REQUIRED ACTION >> Where does the word "folders" show up in the data? Please find each such line and copy it.

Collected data
★ ★ ★ ★ ★

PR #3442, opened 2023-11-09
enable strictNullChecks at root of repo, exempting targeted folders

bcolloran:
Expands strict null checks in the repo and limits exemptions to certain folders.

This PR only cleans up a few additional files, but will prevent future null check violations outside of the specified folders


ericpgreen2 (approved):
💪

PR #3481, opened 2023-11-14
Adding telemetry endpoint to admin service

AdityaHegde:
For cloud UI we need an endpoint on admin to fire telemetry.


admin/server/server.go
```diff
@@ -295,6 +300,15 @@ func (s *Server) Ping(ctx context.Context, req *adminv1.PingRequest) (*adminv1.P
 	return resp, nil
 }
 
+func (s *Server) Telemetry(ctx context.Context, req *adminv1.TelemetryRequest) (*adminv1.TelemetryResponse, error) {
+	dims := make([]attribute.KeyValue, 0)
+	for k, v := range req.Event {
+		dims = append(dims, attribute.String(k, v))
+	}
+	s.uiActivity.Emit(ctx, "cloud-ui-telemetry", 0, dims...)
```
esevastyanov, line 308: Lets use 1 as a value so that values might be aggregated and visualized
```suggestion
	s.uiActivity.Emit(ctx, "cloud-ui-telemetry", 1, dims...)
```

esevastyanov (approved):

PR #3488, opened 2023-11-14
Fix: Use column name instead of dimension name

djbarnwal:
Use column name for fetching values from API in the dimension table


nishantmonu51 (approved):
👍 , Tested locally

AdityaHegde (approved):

★ ★ ★ ★ ★

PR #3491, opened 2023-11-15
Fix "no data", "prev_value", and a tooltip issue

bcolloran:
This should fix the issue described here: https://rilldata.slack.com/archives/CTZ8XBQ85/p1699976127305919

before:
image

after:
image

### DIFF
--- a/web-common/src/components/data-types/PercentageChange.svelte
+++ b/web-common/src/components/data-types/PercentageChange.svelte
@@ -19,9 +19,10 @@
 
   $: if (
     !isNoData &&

★ ★ ★ ★ ★

TASK RESULT >>
enable strictNullChecks at root of repo, exempting targeted folders
Expands strict null checks in the repo and limits exemptions to certain folders.
This PR only cleans up a few additional files, but will prevent future null check violations outside of the specified folders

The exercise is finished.